2023年から2024年にかけての衝突      ギャングの活動地域
24 May 2020 – present[4]
(4年2日間)
場所ハイチ
現況

進行中

衝突した勢力
G9 G-Pèp alliance
400 Mawozo gang[1][2]

Protesters, self-defense groups, and other armed factions

  • Bwa kale vigilantes[3]

ハイチの旗 ハイチan security forces

指揮官
ジミー・シェリジエ
Ti Greg 
Gabriel Jean-Pierre
Vitel'Homme Innocent
ギ・フィリップ[8] ハイチの旗 アリエル・アンリ
ハイチの旗 Michel Patrick Boisvert
被害者数
3,700+ deaths[注釈 1]
362,000 internally displaced[12]

ハイチのギャング抗争 (英語:Gang war in Haiti、フランス語:Guerre des gangs en Haïti)は、 2020年以降、ハイチの首都ポルトープランスでは、2つの主要な犯罪組織とその同盟者、すなわちG9ファミリーと同盟者の革命軍(FRG9またはG9)とGペップの間で進行中のギャング抗争の地となっている。ハイチ政府とハイチ治安部隊はこの紛争のさなかポルトープランスの支配を維持するのに苦労しており、2023 年までにギャングが市の最大 90% を支配していると伝えられている。ギャングの抗争の激化に応じて、ギャングと戦うことを目的としたブワ・カレとして知られる武装自警運動も出現した。 2023年10月2日に国連安全保障理事会決議2699英語版が承認され、ケニア主導のハイチへの「多国籍安全保障支援ミッション」が認可された。

概要[編集]

2024年3月にアリエル・アンリ首相代理の辞任を目的としたギャングの暴力がポルトープランス中に広がり、 2 つの刑務所が襲撃され、数千人の囚人が脱獄に成功し、世に放たれた。これらの攻撃とその後のさまざまな政府機関への攻撃を受けて、ハイチ政府は非常事態を宣言し、外出禁止令を発動した[13]。3月11日にアンリ首相代理は暫定政府が樹立され次第辞任することに同意した[14]

背景[編集]

1950年代以来、ハイチでは非国家武装組織がしっかりと確立されてきた。このプロセスは、フランソワ・デュバリエ大統領率いる独裁政権による民兵組織トントン・マクートの設立から始まり、反体制派を暴力的に弾圧するために使用された[15][16]。1986年にジャン=クロード・デュバリエ大統領(フランソワの息子)が権力の座から解任されて独裁政権が終わった後も、非国家的暴力は続いた。トントン・マクートは解散されたが武装解除されず、極右自警団として再組織された。

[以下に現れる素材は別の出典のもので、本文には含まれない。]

PR #738, opened 2026-09-09
fix(probe): find daemon binary with .exe on Windows

harrytyp:
## Problem

`find_daemon_binary()` probes `target/release/daemon` and `target/debug/daemon` without the `.exe` extension, so `coherence_probe` always exits with "daemon binary not found" on Windows.

## Fix

Add the `.exe` candidates first (release + debug), keeping the extensionless ones for Unix. Two-line change, no behavior change on non-Windows (the `.exe` paths simply don't exist there and `exists()` falls through).

## Validation

Verified locally on Windows 11: probe now locates `target/release/daemon.exe` and proceeds past binary discovery.

## HW-gate routes

- `scripts/serve_harness.py`: generation/state-lifecycle changed? **No**
- `scripts/redline_daemon_harness.py`: kernel/dispatch change? **No** (example tooling only)

### DIFF
--- a/crates/hipfire-runtime/examples/coherence_probe.rs
+++ b/crates/hipfire-runtime/examples/coherence_probe.rs
@@ -175,6 +175,8 @@ fn find_daemon_binary() -> Result<PathBuf, String> {
     // Prefer release; fall back to debug. Mirror the gate scripts'
     // discovery behaviour.
     let candidates = [
+        "target/release/daemon.exe",
+        "target/debug/daemon.exe",
         "target/release/daemon",
         "target/debug/daemon",
     ];


Kaden-Schutt:
Merged into beta at d2e2ee0c5, preserving the original commit and adding 7240773c7 to follow the CLI platform policy: Unix ignores stale .exe files; Windows prefers .exe with the existing bare-name fallback. Independent code review approved. Extracted real-function filesystem smoke passed 5 Unix and 6 simulated-Windows cases. Actual Windows process launch was not exercised here; the PR author supplied the original Windows discovery receipt.

PR #757, opened 2026-09-14
gfx1201: FP8-WMMA MQ4v2 prefill GEMMs (+28% pp512), opt-in; GDN permlanex16 fix

Kaden-Schutt:
## What

Two commits:

1. **`gdn: fix permlanex16 lane selects in gfx1151 DPP reduce`** — `hipfire_gdn_reduce_sum_lane0_dpp` passed zero lane-select DWORDs to `permlanex16`, broadcasting lane 16 instead of swapping halves (bug first recorded in `2026-08-05-mq2r-a3b-lowbit-campaign.md`). Now uses the identity selects and is bit-identical to the `__shfl_down` tree it replaces (verified on gfx1201 with a 32-lane parity kernel). Path is opt-in (`HIPFIRE_GFX12_GDN_DPP=1`); no default output affected.

2. **`gfx1201: FP8-WMMA MQ4v2 prefill GEMMs`** — one kernel source `kernels/src/gemm_gate_up_mq4g256v2_wmma_fp8.gfx12.hip` compiled in three ABI modes (gate/up overwrite, residual `Y+=`, 4-way QKVZA) × bt4/8/12, plus a pre-pass `pack_f16_to_fp8_mq4v2.gfx12.hip`.
   - Weights: MQ4v2 nibble → E4M3 **exactly** (0..15 representable) via `v_perm_b32` table lookup — weight side lossless.
   - Activations: F16 → E4M3 once per projection with optional pow2 per-row scale; per-(row, 128-K half) sums of the *rounded* values make the affine zero-point exact (`z_h · Σ_half x`).
   - Accumulation: one f32 chain per batch tile, kept in units of the current half's scale (`acc *= s_prev/s_new` at each 128-K boundary); K re-sliced so one 16 B X load feeds two WMMAs. No LDS, 238 VGPR, 0 spills at bt12.

## Numbers (R9700 gfx1201, HIP 7.15, Qwen3.8-27B MQ4XT sha256 `9f91556f…`, `hipfire bench --matrix --spec off --backend noslots --workload stateless`)

| | F16 (default) | FP8 (flags on) | Δ |
|---|---:|---:|---:|
| pp512 (5 runs, prior base) | 843 | **1079** | +28% |
| pp2048 (5 runs, prior base) | 801 | **1009** | +26% |
| pp512 (3 runs, this base) | 857 | **1083** | +26% |

[...]

PR #758, opened 2026-09-14
gfx1201: GQA-fused FA2 prefill attention (Q8-K and fwht3-K), opt-in — pp20000 480 → 1112

Kaden-Schutt:
Stacked on #757 (base = `fp8-mq4v2-gfx1201`).

## What

New flash-attention **prefill** kernel for gfx1201, hd 256, H/Hkv = 24/4: one workgroup per (KV head × 8 positions) = 48 flattened (position, head) rows in three WMMA tiles, 4 waves; each KT64 K/V tile is dequantized **once** into 64 KiB swizzled f16 LDS and shared by the six GQA heads; online softmax in registers; causal block skipping. Operand order is `Sᵀ = K·Qᵀ`, `Oᵀ = Vᵀ·Pᵀ` so the score tile lands directly in the PV operand layout (no transposes, no cross-lane shuffles in the hot loop). Two K modes from one source: `KMODE=0` standard Q8 K, `KMODE=3` **fwht3 K** (production default: 3-bit FWHT-rotated, 100 B/head) with the signed FWHT-256 applied to Q once per WG.

Why: under the default fwht3-K cache, prefill attention was routed to `attention_flash_fwht3_tile_batched` — a decode-style scalar tile kernel (one wave per head × tile × query row). It was the long-prompt bottleneck and invisible to `HIPFIRE_PROFILE` (no timer on that launch; #757 adds one).

## Numbers (R9700, Qwen3.8-27B MQ4XT sha256 `9f91556f…`, all #757 FP8 flags + SLABS=2, chunk 512, `--matrix` 3 runs, prompt md5 `d94d3115…`)

Default KV (fwht3-K), `HIPFIRE_GFX12_FA2_PREFILL` 0 → 1:

| | off | on | Δ |
|---|---:|---:|---:|
| pp512 | 1367 | **1419** | +4% |
| pp2048 | 1203 | **1388** | +15% |
| pp8192 | 800 | **1281** | +60% |
| pp20000 | 480 | **1112** | +132% |

Decode untouched (36.50 → 36.47). With `--kv-mode q8` the same kernel gives 1277 / 1107 at 8k / 20k.

Kernel (oracle bench, N=384, CTX=7936, 21-run median, 3 fresh processes): fwht3 incumbent 26.26 ms / 2.8 TFLOPS → **3.35 ms / 21.8 TFLOPS (7.84×)**; Q8 incumbent 8.71 ms → 3.42 ms (2.55×).

## Correctness

- CPU-f64 oracle, 6 shapes × tail/ragged + causal sentinel: 12/12 pass both K modes; candidate rel_l2 vs f64 is **lower** than the incumbents' on every shape (e.g. 3.9e-5 vs 8.1e-5 at ctx 4096).
- WT2 KLD (24 chunks, prefill scoring, fwht3-K): **0.063421 → 0.062485** (p99 1.348 → 1.307, PPL 6.4461 → 6.4408). Q8-K: 0.059001 → 0.059029. Greedy identity byte-identical on the short fixture (below the 64-row admission, so that proves fall-through only).
- Resource: fwht3k 241 VGPR, Q8 242, 0 spills, 0 scratch, dynamic LDS 65 536. `KMODE=0` ISA identical before/after the fwht3 commits.

## Scope / safety

- Default OFF: `HIPFIRE_GFX12_FA2_PREFILL=1`. Exact gfx1201, H24/KV4/D256, batch 64..512 (%16), ctx 64..32768, V Q8 (`v_mode 8`), no tree mode, eager-only fail-closed (graph capture / replay keep the incumbents; the in-place Q rotation is not replay-idempotent). `replay.rs` untouched.
- Split-KV (partial + merge) symbols exist but are **not** wired: the partial epilogue O-write is wrong (misdirected records for ml≥8 lanes); oracle arm gated behind `SPLIT=1`. Direct-only is what is measured. Fixing it is what would make FA2 usable at DFlash-verify batch sizes.
- Throwaway oracle/bench example `crates/rdna-compute/examples/fa2_prefill_gfx1201_oracle.rs` is left in tree for now (CPU-f64 reference + 21-run bench); delete or promote before merge to beta.

## Not in this PR

- lloyd-V / tree verify / other archs. Ornith A3B needs the row mapping parametrized on the GQA ratio (8 pos × 8 heads = 64 rows exactly).
- Remaining levers measured but not taken: persistent Q fragments (255-VGPR coin flip), `ds_read_b64` fragment reads, double-buffered KT32 fill.


Kaden-Schutt:
Three more commits on this branch (dense TP=2, 27B on 2× R9700, all FP8 flags + SLABS=2 + FA2, prompt `ds4_heterogeneous_code_2048` 2087 tok):

- `bc444ce7d` `hipfire bench --tp N` forwards to the daemon load (dense Qwen tp>1 already routed to `load_model_tp_qwen35_dense`; `--matrix` still refuses multi-GPU, real-prompt bench works).
- `15579c875` symmetric direct-peer-read allreduce with fused residual add (`add_peer_residual_f32`, each rank reads the peer's partial over P2P on its own stream; two event pools, no root, no memcpy). Kill switch `HIPFIRE_TP_PEER_DIRECT=0`. Isolated 4 MiB AR 343 → 151 µs. Parity example passes; greedy byte-identical rooted vs direct.
- `7b37e887c` (merged from `tp-vmm`) VMM KV backend admitted for dense TP: one arena per rank, `ensure_vmm_ready_for_load`/`ensure_vmm_cleaned` per rank, reload cycles clean, greedy byte-identical vs contiguous.

| | TP=1 | TP=2 rooted (before) | **TP=2 direct** |
|---|---:|---:|---:|
| prefill tok/s | 1318 | 1905 | **2104** (1.60×) |
| decode tok/s | 28.6 | 39.4 | **50.3** (1.76×) |
| TTFT ms | 1583 | 1095 | **992** |

Same numbers with `--kv-backend vmm` (2100 / 50.1). Re-run independently by me: 1904→2101 / 39.5→50.2.

P2P baseline on this box (hipMemcpyPeerAsync 0→1): ~56 GB/s one-way, 63 GB/s bidirectional, 3 µs floor; peer access enabled by the loader.

PR #69, opened 2019-07-15
Rename the directory controller into reconciler

houshengbo:
This PR is the the first step of the refactoring to use knative/pkg.


houshengbo:
@k4leung4 @trshafer @greghaynes @jcrossley3 
Let's me do the renaming first. I plan to add the test coverage after the refactoring is done, since we will have to change the test cases anyhow, even if we create the test cases in the midst of refactoring.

ハイチの政治主体は、自らの利益を守り、選挙を操作し、国民の不安を鎮圧するために武装集団を雇用し続けた。1994年、ジャン=ベルトラン・アリスティド大統領は親デュバリエ武装勢力を非合法化し、ハイチ軍を解散させたが、やはり武装解除が行われなかったため、問題は解決しなかった。こうして、元兵士や元民兵らによる非公式過激派の勢力がさらに拡大した。1994 年から 2004 年にかけて、ポルトープランスでは元兵士らが政府を攻撃し、事実上の反アリスティド反乱が起きた[17]。混乱に対応して、若者たちはシメールと呼ばれる自衛組織を設立し[18]、その立場を強化するために警察と政府の支援を受けた。アリスティド率いるファンミ・ラヴァラス党から事実上の国家支援を受けて、若者ギャングはコミューン全体を掌握し、ますます独立志向を強めた[19]。米国外交官ダニエル・ルイス・フットは、「アリスティドは1980年代初頭に、(一般のハティア人に)権力を得る手段として、代弁者として、意図的に(ギャングを)始めた。そして彼らは変貌した」と主張した」[20]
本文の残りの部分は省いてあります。